• What you will do:
A complete answer includes every line below with the word "sent".

• Stored items:
━━━━━━━━━━━━━━━━━━━━━━━━━━━━━━
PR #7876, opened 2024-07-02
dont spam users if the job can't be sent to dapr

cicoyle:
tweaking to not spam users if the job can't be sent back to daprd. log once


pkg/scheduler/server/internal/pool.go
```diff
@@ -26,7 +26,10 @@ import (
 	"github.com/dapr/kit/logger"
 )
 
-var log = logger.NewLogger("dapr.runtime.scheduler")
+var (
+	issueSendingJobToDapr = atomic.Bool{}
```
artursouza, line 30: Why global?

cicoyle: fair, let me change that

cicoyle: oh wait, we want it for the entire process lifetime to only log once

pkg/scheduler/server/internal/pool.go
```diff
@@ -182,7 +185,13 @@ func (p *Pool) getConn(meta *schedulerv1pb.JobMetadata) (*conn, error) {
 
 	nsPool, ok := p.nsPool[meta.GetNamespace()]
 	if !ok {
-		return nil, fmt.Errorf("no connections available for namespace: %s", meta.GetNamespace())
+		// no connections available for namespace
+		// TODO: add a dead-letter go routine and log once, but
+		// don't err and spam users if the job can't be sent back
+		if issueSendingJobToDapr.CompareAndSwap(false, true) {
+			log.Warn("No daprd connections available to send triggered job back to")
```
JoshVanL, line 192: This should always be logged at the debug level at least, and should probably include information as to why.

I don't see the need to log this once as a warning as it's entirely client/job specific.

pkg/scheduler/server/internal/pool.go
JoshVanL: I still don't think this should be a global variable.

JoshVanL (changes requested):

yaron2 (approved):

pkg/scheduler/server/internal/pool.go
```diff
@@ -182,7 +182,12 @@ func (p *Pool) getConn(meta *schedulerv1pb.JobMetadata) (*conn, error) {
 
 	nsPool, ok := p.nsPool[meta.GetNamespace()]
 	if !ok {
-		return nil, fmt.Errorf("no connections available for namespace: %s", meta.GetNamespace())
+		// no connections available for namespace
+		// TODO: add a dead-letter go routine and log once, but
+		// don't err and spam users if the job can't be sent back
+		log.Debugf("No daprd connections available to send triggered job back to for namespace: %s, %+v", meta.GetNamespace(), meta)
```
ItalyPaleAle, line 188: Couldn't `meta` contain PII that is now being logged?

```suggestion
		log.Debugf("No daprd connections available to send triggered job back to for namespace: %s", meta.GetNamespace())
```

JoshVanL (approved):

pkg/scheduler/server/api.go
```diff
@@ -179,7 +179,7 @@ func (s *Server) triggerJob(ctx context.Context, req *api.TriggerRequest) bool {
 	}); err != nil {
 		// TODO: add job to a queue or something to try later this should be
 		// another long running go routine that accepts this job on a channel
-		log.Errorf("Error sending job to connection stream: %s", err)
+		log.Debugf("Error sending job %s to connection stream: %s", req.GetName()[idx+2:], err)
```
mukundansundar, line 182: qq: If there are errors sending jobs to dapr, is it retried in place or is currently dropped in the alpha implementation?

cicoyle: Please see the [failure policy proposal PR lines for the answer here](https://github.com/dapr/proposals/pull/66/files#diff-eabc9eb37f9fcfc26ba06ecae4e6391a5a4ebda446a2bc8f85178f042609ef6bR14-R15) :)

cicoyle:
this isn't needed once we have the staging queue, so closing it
━━━━━━━━━━━━━━━━━━━━━━━━━━━━━━
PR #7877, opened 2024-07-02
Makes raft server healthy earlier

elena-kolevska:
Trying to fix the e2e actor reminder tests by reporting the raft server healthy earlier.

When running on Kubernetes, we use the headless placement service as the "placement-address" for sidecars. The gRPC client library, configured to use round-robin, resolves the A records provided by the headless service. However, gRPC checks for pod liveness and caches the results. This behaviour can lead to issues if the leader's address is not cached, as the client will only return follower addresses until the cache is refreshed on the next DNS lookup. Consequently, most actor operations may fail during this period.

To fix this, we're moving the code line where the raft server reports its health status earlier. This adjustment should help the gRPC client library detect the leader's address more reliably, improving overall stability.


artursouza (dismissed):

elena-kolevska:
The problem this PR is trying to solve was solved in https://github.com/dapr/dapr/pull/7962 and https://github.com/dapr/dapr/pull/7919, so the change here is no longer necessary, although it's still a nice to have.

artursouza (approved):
━━━━━━━━━━━━━━━━━━━━━━━━━━━━━━
• Task answer:
dont spam users if the job can't be sent to dapr
tweaking to not spam users if the job can't be sent back to daprd. log once
+		// don't err and spam users if the job can't be sent back
+		// don't err and spam users if the job can't be sent back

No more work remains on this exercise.